§ Exercise description: All lines of the records below that contain the word "coordinator" must be listed.

§ Saved entries:

== == ==

PR #355, opened 2026-08-28
feat(predictive): let PV surplus wait for the cheapest feed-in hours

syphernl:
Implements the behaviour asked for in discussions #237 and #346. Both describe the same thing: on a dynamic contract, storing PV surplus forfeits that slot's feed-in revenue, so the same daily charge is cheaper taken in the lowest-priced hours. #237 additionally asks for a separate export price sensor, which is a config input to the same planner, so this is one opt-in feature rather than two.

**What it does.** A pure planner (`pricing/surplus_absorption.py`, shaped like `pricing/curtailment.py`) derives the remaining target from consumption, stored energy, the solar-forecast safety margin and free space, then picks the cheapest export hours that cover it, accumulating energy rather than hours. A thin runtime (`control/surplus_price_hold.py`) registers a global `surplus_price_hold` charge blocker outside those windows: the charge pool empties, PD clamps to 0 W and the surplus exports. Discharge is untouched.

It releases inside a selected window, past the end of solar production, once the target is met, when the remaining windows can no longer cover it, and when the best remaining slot is not cheaper than a configurable minimum saving. The target is re-derived from live battery state every cycle (snapshots only, no recorder work in the control loop), so an under-delivering cheap window releases the hold rather than ending the day short.

Charge delay (including its per-battery setpoint phase), scheduled cheap grid slots, negative-price charging, smart pre-discharge, weekly full charge, peak shaving, EV pause, manual ownership and the SOC floor all take precedence. Every missing or unusable input fails safe to absorbing.

**Export price sensor.** Optional, with its own provider type, falling back to the import curve when unset. It reuses the import parsers via two extractions (`calculations.parse_prices_for_integration`, `PricingManager._parse_sensor_price_slots`) and never writes `_price_data_status`, so a flaky export sensor cannot raise the import-price repair issue. Tibber is rejected there because its cache belongs to the import curve.

Adds a `surplus_price_hold_status` binary sensor, an Integration Status state, a runtime minimum-saving slider, diagnostics, docs and translations. Disabled by default. Full suite: 1916 passed, 10 skipped.

**Open questions for you**

- The absorption margin reuses `CONF_PREDICTIVE_SAFETY_MARGIN_KWH`. It is documented as a solar-forecast margin, so say the word if you'd rather have a dedicated constant.
- `CONF_NEGATIVE_INJECTION_THRESHOLD` still reads the import curve. Switching smart pre-discharge to the export curve once one is configured would change behaviour for existing users, so I left it alone.
- Deferred from #346: grid-charging in the cheapest remaining hours before the evening peak when surplus fell short. That belongs in `_evaluate_evening_recharge` / the DP deficit rather than a parallel charging path.

**Unrelated, spotted while working here:** `_evaluate_evening_recharge` in `pricing/engine.py` calls `get_average()`, which is not defined in that scope (it is a local of `_evaluate_remaining_grid_charging`). It looks like it would raise `NameError` on every evening re-evaluation since 8f4e542. Not touched in this PR.


ffunes (changes requested):
Thanks Frank — this is a well-shaped PR. The planner/runtime split mirrors `curtailment.py`, the fail-safe-to-absorbing default is the right bias, and the precedence list against charge delay / scheduled slots / weekly full charge is complete as far as I could check. I read every hunk and opened the surrounding code (`_should_activate_grid_charging`, `_curtailment_battery_snapshots`, `distribute_solar_forecast`, the blocker registry, the ordering in `_run_control_cycle`) rather than just the diff.

Three things to fix before merge, one of them blocking.

---

### 1. Blocking — the plan target and the live target measure different energy, so the hold never engages on most configurations

`custom_components/omnibattery/control/surplus_price_hold.py:237` vs `:306`

The two paths feed `calculate_absorption_target_kwh` two different definitions of `usable_energy_kwh`:

- **Plan time** takes `decision["usable_energy_kwh"]` from `_should_activate_grid_charging` (`__init__.py:4482`): *all* `coordinators_with_data`, measured against `coordinator.min_soc` — the hardware cutoff.
- **Every cycle**, `_refresh_live_target` recomputes it via `_usable_energy_kwh` (`:314`): *eligible* batteries only, measured against `snapshot.floor_soc_pct`, which `_curtailment_battery_snapshots` (`pricing/engine.py:1474`) sets to `max(_effective_discharge_min_soc, guaranteed floor, predischarge_reserve_soc)`.

The live figure is the lower of the two whenever the discharge min SOC sits above the hardware cutoff, a pre-discharge reserve or guaranteed floor is set, or any battery is ineligible — i.e. most real setups. Since `needed = consumption + margin - usable`, a lower usable means a *higher* live target, while `select_absorption_slots` only picked enough slots to cover the *lower* plan target. So on the first cycle after every rebuild:

```
plan.remaining_absorbable_kwh(now)  ≈ plan.target_kwh  <  live_target_kwh
→ hold_decision() hits `remaining + EPSILON < target`
→ returns (False, REASON_SHORTFALL_RISK)
```

The feature reports `shortfall_risk` and silently never holds. `calculate_free_space_kwh` runs off the same snapshots in both paths, so this one term is the only thing that flips.

Which definition you want is your call, and it's a real design choice rather than a typo:

- Feeding the snapshot-based figure into the plan too keeps one definition and makes the reserve genuinely off-limits to the absorption plan — but it sizes the target larger, so the hold reserves more of the day's cheap windows.
- Keeping the `_should_activate_grid_charging` figure on both sides matches what the rest of predictive charging already means by "usable", at the cost of the plan treating reserved energy as available.

Either is defensible; what can't stand is one on each side. Whichever you pick, a test that sets `predischarge_reserve_soc` (or marks one battery ineligible) and asserts the hold still engages on the cycle after a rebuild would have caught this, and none of the current cases exercise it — every test I found leaves the floor equal to the hardware min.

### 2. The hold stays latched for the whole of a manual session

`custom_components/omnibattery/__init__.py:7915`

The global manual-mode early return fires before `_refresh_operation_blockers()` (line 7945), so an active `surplus_price_hold` charge blocker and its `holding` status survive untouched until manual mode ends — `_release_guard`'s `GUARD_MANUAL` branch is never reached, because nothing calls into the manager at all. Line 7916 right above already does exactly this for the curtailment runtime:

```python
if self.manual_mode_enabled:
    self._pricing_mgr.clear_curtailment_runtime("manual_mode")
+   self._surplus_hold_mgr.clear("manual_mode")
```

### 3. `SurplusPriceHoldSensor` registers without a device

`custom_components/omnibattery/binary_sensor.py:238`

It's the only system-level binary sensor in the file with no `device_info` property (cf. lines 91, 175, 230, 422, 809), so it lands outside the "Omnibattery System" device and is missing from the device page and any device-scoped grouping. Same four-line block as its neighbours.

---

### Minor, take or leave

- `_get_current_export_price` and the `build_absorption_plan` alias have no production callers — only tests. The alias mirrors `build_curtailment_plan`, so I don't mind it, but worth knowing they're both dead outside the suite.
- `_release_guard`: `BLOCKER_SOURCE != "ev_pause"` is constant-true.

### Your open questions

- **Reusing `CONF_PREDICTIVE_SAFETY_MARGIN_KWH`:** keep it. A dedicated constant is another option to document, translate and explain; add one when someone actually wants the two margins to differ.
- **`CONF_NEGATIVE_INJECTION_THRESHOLD` on the import curve:** agreed, leave it. Switching it silently would change behaviour for every existing user with a configured export sensor.
- **The #346 grid-charging deferral:** agreed, that belongs in `_evaluate_evening_recharge` / the DP deficit, not a parallel charging path. Out of scope here.

### The `get_average()` NameError

Good catch, and it's real — confirmed it's a local of `_evaluate_remaining_grid_charging`. It predates this branch, so please leave it out of this PR; I'll open a separate issue.

ffunes:
Correction on my last point: no separate issue needed after all.

The `get_average()` `NameError` was real at your merge base (`c9eee90`), so your reading of it was right — but it was already fixed on `release/v1.5.0` by e8f468f ("fix: resolve evening pricing consumption average", 28 Aug), which swaps the stray local for `await tracker.get_dynamic_base_consumption()` and adds a regression test that executes the evening path. Your branch is just behind the base.

So nothing to do here beyond a rebase, which you'll want anyway before the three fixes above. Sorry for the misdirection.

syphernl:
@ffunes PR has been rebased.

ffunes:
Re-reviewed at `88fed54`. Thanks for the rebase — it does pick up `e8f468f`, so the `get_average()` question is closed. Everything else from my earlier review is still in the tree; I checked each one against the current head rather than trusting my old line numbers. Two of the three moved, none changed.

### Still open

**1. Blocking — the plan target and the live target measure different energy.** `control/surplus_price_hold.py:237` still passes `decision.get("usable_energy_kwh")` into the planner, while `:306` recomputes it via `_usable_energy_kwh(snapshots)` at `:314`. Plan side: all `coordinators_with_data` against `coordinator.min_soc`. Live side: eligible batteries only, against `snapshot.floor_soc_pct`. Any install with a pre-discharge reserve, a guaranteed floor above the hardware cutoff, or one ineligible battery gets a higher live target than the plan bought slots for, so `hold_decision()` returns `shortfall_risk` on the first cycle after every rebuild and the hold never engages. Details and the two defensible ways to resolve it are in my earlier review — either definition works, one on each side doesn't.

**2. The hold stays latched through a manual session.** Now at `__init__.py:8159` (was 7915). The global manual-mode early return still clears the curtailment runtime and returns before `_refresh_operation_blockers()`, so the `surplus_price_hold` charge blocker and its `holding` status survive untouched. Still the same one-line fix next to its neighbour:

```python
if self.manual_mode_enabled:
    self._pricing_mgr.clear_curtailment_runtime("manual_mode")
+   self._surplus_hold_mgr.clear("manual_mode")
```

**3. `SurplusPriceHoldSensor` has no `device_info`.** `binary_sensor.py:240`. Still the only system-level binary sensor in the file without it.

Minors unchanged: `_get_current_export_price` has no production caller (only `tests/test_export_price_curve.py:181`), and `BLOCKER_SOURCE != "ev_pause"` at `surplus_price_hold.py:486` is constant-true.

### Two more, spotted this pass

**4. The five non-English translations carry English text.** `ca/de/es/fr/nl` all have the new keys present — `surplus_price_hold_enabled`, `surplus_hold_min_saving` and their `data_description`s — but the values are the English strings verbatim. Every neighbouring key is properly localized in all five (compare `negative_price_charging_enabled`), so this reads as an oversight rather than the repo's convention. Nothing breaks; a German user just gets half a config step in English. Happy to write these five myself in a follow-up commit if you'd rather not — say the word.

**5. The dashboard panel never renders the new sensor.** `frontend/marstek-panel.js` isn't touched by this PR. Its sibling `curtailment_status` needs five places in that file to appear: a key in `K` (line ~887), a row in `DIAG_ROWS` (~907), an entry in the dynamic-pricing card's `items:` allowlist (~1128), a tone `case` (~4658), and a label in each of the six inlined language maps. `surplus_price_hold_status` is in none of them, so the entity exists but is invisible on the dashboard — which is where a user would go to see whether the hold is on.

The branch is two commits behind `release/v1.5.0` (`1cc7c74` vs `a50c844`); no conflict, just noting it.

ffunes:
Merged. Re-checked every point against `2911e03` and all five are properly closed — the target alignment via a single `calculate_usable_energy_kwh()` on both sides is the right call, and the three bugs you found along the way (the `_daylight_share` midnight deadline, the `plan.slots` desync, the health-status restore masking real sensor faults) were worth the round trip on their own.

Two things I fixed on the way in rather than sending back, both in `4f579cf`:

- **The export price fields were still English in ca/de/es/fr/nl.** Same class as the two hold keys you did localize — `export_price_sensor` and `export_price_integration_type`, label and `data_description`, both in the config and options steps.
- **Trimmed the changelog entry.** House style under `[Unreleased]` is a one-liner; yours ran about ten times its neighbours. The full description belongs in the PR, which is where it now lives.

The `CHANGELOG.md` conflict was just your branch predating `94554e7`; entry moved to `[Unreleased] / Added` untouched. Thanks Frank.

== == ==

§ Response below:
- **Plan time** takes `decision["usable_energy_kwh"]` from `_should_activate_grid_charging` (`__init__.py:4482`): *all* `coordinators_with_data`, measured against `coordinator.min_soc` — the hardware cutoff.
**1. Blocking — the plan target and the live target measure different energy.** `control/surplus_price_hold.py:237` still passes `decision.get("usable_energy_kwh")` into the planner, while `:306` recomputes it via `_usable_energy_kwh(snapshots)` at `:314`. Plan side: all `coordinators_with_data` against `coordinator.min_soc`. Live side: eligible batteries only, against `snapshot.floor_soc_pct`. Any install with a pre-discharge reserve, a guaranteed floor above the hardware cutoff, or one ineligible battery gets a higher live target than the plan bought slots for, so `hold_decision()` returns `shortfall_risk` on the first cycle after every rebuild and the hold never engages. Details and the two defensible ways to resolve it are in my earlier review — either definition works, one on each side doesn't.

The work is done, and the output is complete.